== DATA PROVIDED ==
PR #449, opened 2016-02-26
Stop container in ExecStop instead of kill

dimonzozo:
`docker kill` sends SIGKILL to running container

`docker stop` sends SIGTERM signal to running container, waits for timeout (10 seconds default)
and then sends SIGKILL

Killing container right away seems not to be a good idea, because it can interrupt some cleanup process, writing to files, broke DBs and etc.

`stop` was changed to `kill` in c2ea3e5d2db6dde9fdec2138efe711df1490b471 and motivation was to mimic init.d behavior, but init.d is not doing kill, see [init.d#stop](https://github.com/garethr/garethr-docker/blob/master/templates/etc/init.d/docker-run.erb#L106).


dimonzozo:
Closing this in favor of #446.

PR #450, opened 2016-02-26
Run `metadata_lint` rake task instead `metadata`

dimonzozo:
https://github.com/puppetlabs/puppetlabs_spec_helper/commit/40546a44524a494142628010c6cab7dc9f24b991 commit removes metadata task and now we should run metadata_lint instead

### DIFF
--- a/Rakefile
+++ b/Rakefile
@@ -50,7 +50,7 @@ begin
     :syntax,
     :lint,
     :parallel_spec,
-    :metadata,
+    :metadata_lint,
   ]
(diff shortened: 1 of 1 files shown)


garethr:
@dimonzozo thanks, I've fixed this in a slightly different (and backwards compatible) way in https://github.com/garethr/garethr-docker/commit/a59b297bae2d8a2e82b7698202e5d936589ec179. I basically consider that a bug in puppetlabs_spec_helper :(

PR #453, opened 2016-02-29
Don't quote dependency references

PierreR:
'language-puppet' chokes on this (rightly I would argue).

### DIFF
--- a/manifests/service.pp
+++ b/manifests/service.pp
@@ -7,7 +7,7 @@
 #   Which tcp port, if any, to bind the docker service to.
 #
 # [*ip_forward*]
-#   This flag interacts with the IP forwarding setting on 
+#   This flag interacts with the IP forwarding setting on
 #   your host system's kernel
 #
 # [*iptables*]
@@ -120,9 +120,8 @@ class docker::service (
   }
 
   $_manage_service = $manage_service ? {
-    false   => undef,
-    true    => 'Service[docker]',
-    default => undef,
+    true    => Service['docker'],
+    default => [],
   }
 
   if $::osfamily == 'RedHat' {


garethr:
@PierreR ooh, interesting. Thanks. That might be a Puppet or a spec issue (as it appears to work correctly). I'll look to merge this once I get to testing it. Pinging @hlindberg in case it's of interest: should both of these work or just one?

PierreR:
I have also created an issue in `language-puppet` to clarify what this tool should do in this situation:

https://github.com/bartavelle/language-puppet/issues/176

PierreR:
By the way is the `default` case any helpful in
```
 $_manage_service = $manage_service ? {
    false   => undef,
    true    => 'Service[docker]',
    default => undef,
  }
```

hlindberg:
In Puppet 3.x most data types are represented with a String. This includes references like `File[foo]`.
We would like to deprecate the string form for references as it leads to unwanted (and crazy side effects).  While it works when assigning to a meta attribute like `require` it is just a string otherwise.

hlindberg:
The value switch is perhaps better written like this:
```
$_manage_service = $manage_service ? {
    true    => 'Service[docker]',
    default => undef,
  }
```
Or even simpler
```
$_manage_service = if $manage_service == true { Service[docker] }
```
The `if` produced the type reference or `undef` (an else part producing `undef` is not needed).

This assumes puppet 4.x language specification.

garethr:
Thanks @hlindberg. I'm currently supporting 3.8 as well unfortunately due to weight of numbers.

PierreR:
@hlindberg Thanks for the clarification. Very helpful indeed.

@garethr We are going to allow the reference string in the `permissive` mode of `language-puppet` in a future version. In the meanwhile, are you willing to accept the PR ? I have just changed the value switch as suggested by @hlindberg .

manifests/service.pp
```diff
@@ -120,8 +120,7 @@
   }
 
   $_manage_service = $manage_service ? {
-    false   => undef,
-    true    => 'Service[docker]',
+    true    => Service['docker'],
     default => undef,
```
jovandeginste: 'undef' should be '[]' (Otherwise, I get this error:

```
Error: Parameter notify failed on File[/etc/sysconfig/docker-storage-setup]: No title provided and :undef is not a valid resource reference at <xxx>docker/manifests/service.pp:135
```

PierreR: @jovandeginste  Thanks I have just forced a push with this change. Is it looking good ?

I am actually a bit surprised as the PR did not change anything in that regard. I mean it was `undef` before.

PierreR: @garethr Can you confirm it is best with `[]` ?

jovandeginste: Yes, it was. I was just testing the newer versions of the module (I fixed
my git sha) and had the exact same issue as you with the quoted resources.
Only when I fixed that part, I thought to try with no resources (manage =>
false) and got the next problem. So I thought I would add this comment to
your PR :-)

Met vriendelijke groet,
Jo Vandeginste

jo.vandeginste@gmail.com

2016-02-29 16:15 GMT+01:00 Pi3r <notifications@github.com>:

jfroche:
+1 for us as well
===
Output the full listing above word for word.

PR #449, opened 2016-02-26
Stop container in ExecStop instead of kill

dimonzozo:
`docker kill` sends SIGKILL to running container

`docker stop` sends SIGTERM signal to running container, waits for timeout (10 seconds default)
and then sends SIGKILL

Killing container right away seems not to be a good idea, because it can interrupt some cleanup process, writing to files, broke DBs and etc.

`stop` was changed to `kill` in c2ea3e5d2db6dde9fdec2138efe711df1490b471 and motivation was to mimic init.d behavior, but init.d is not doing kill, see [init.d#stop](https://github.com/garethr/garethr-docker/blob/master/templates/etc/init.d/docker-run.erb#L106).


dimonzozo:
Closing this in favor of #446.

PR #450, opened 2016-02-26
Run `metadata_lint` rake task instead `metadata`

dimonzozo:
https://github.com/puppetlabs/puppetlabs_spec_helper/commit/40546a44524a494142628010c6cab7dc9f24b991 commit removes metadata task and now we should run metadata_lint instead

### DIFF
--- a/Rakefile
+++ b/Rakefile
@@ -50,7 +50,7 @@ begin
     :syntax,
     :lint,
     :parallel_spec,
-    :metadata,
+    :metadata_lint,
   ]
(diff shortened: 1 of 1 files shown)


garethr:
@dimonzozo thanks, I've fixed this in a slightly different (and backwards compatible) way in https://github.com/garethr/garethr-docker/commit/a59b297bae2d8a2e82b7698202e5d936589ec179. I basically consider that a bug in puppetlabs_spec_helper :(

PR #453, opened 2016-02-29
Don't quote dependency references

PierreR:
'language-puppet' chokes on this (rightly I would argue).

### DIFF
--- a/manifests/service.pp
+++ b/manifests/service.pp
@@ -7,7 +7,7 @@
 #   Which tcp port, if any, to bind the docker service to.
 #
 # [*ip_forward*]
-#   This flag interacts with the IP forwarding setting on 
+#   This flag interacts with the IP forwarding setting on
 #   your host system's kernel
 #
 # [*iptables*]
@@ -120,9 +120,8 @@ class docker::service (
   }
 
   $_manage_service = $manage_service ? {
-    false   => undef,
-    true    => 'Service[docker]',
-    default => undef,
+    true    => Service['docker'],
+    default => [],
   }
 
   if $::osfamily == 'RedHat' {


garethr:
@PierreR ooh, interesting. Thanks. That might be a Puppet or a spec issue (as it appears to work correctly). I'll look to merge this once I get to testing it. Pinging @hlindberg in case it's of interest: should both of these work or just one?

PierreR:
I have also created an issue in `language-puppet` to clarify what this tool should do in this situation:

https://github.com/bartavelle/language-puppet/issues/176

PierreR:
By the way is the `default` case any helpful in
```
 $_manage_service = $manage_service ? {
    false   => undef,
    true    => 'Service[docker]',
    default => undef,
  }
```

hlindberg:
In Puppet 3.x most data types are represented with a String. This includes references like `File[foo]`.
We would like to deprecate the string form for references as it leads to unwanted (and crazy side effects).  While it works when assigning to a meta attribute like `require` it is just a string otherwise.

hlindberg:
The value switch is perhaps better written like this:
```
$_manage_service = $manage_service ? {
    true    => 'Service[docker]',
    default => undef,
  }
```
Or even simpler
```
$_manage_service = if $manage_service == true { Service[docker] }
```
The `if` produced the type reference or `undef` (an else part producing `undef` is not needed).

This assumes puppet 4.x language specification.

garethr:
Thanks @hlindberg. I'm currently supporting 3.8 as well unfortunately due to weight of numbers.

PierreR:
@hlindberg Thanks for the clarification. Very helpful indeed.

@garethr We are going to allow the reference string in the `permissive` mode of `language-puppet` in a future version. In the meanwhile, are you willing to accept the PR ? I have just changed the value switch as suggested by @hlindberg .

manifests/service.pp
```diff
@@ -120,8 +120,7 @@
   }
 
   $_manage_service = $manage_service ? {
-    false   => undef,
-    true    => 'Service[docker]',
+    true    => Service['docker'],
     default => undef,
```
jovandeginste: 'undef' should be '[]' (Otherwise, I get this error:

```
Error: Parameter notify failed on File[/etc/sysconfig/docker-storage-setup]: No title provided and :undef is not a valid resource reference at <xxx>docker/manifests/service.pp:135
```

PierreR: @jovandeginste  Thanks I have just forced a push with this change. Is it looking good ?

I am actually a bit surprised as the PR did not change anything in that regard. I mean it was `undef` before.

PierreR: @garethr Can you confirm it is best with `[]` ?

jovandeginste: Yes, it was. I was just testing the newer versions of the module (I fixed
my git sha) and had the exact same issue as you with the quoted resources.
Only when I fixed that part, I thought to try with no resources (manage =>
false) and got the next problem. So I thought I would add this comment to
your PR :-)

Met vriendelijke groet,
Jo Vandeginste

jo.vandeginste@gmail.com

2016-02-29 16:15 GMT+01:00 Pi3r <notifications@github.com>:

jfroche:
+1 for us as well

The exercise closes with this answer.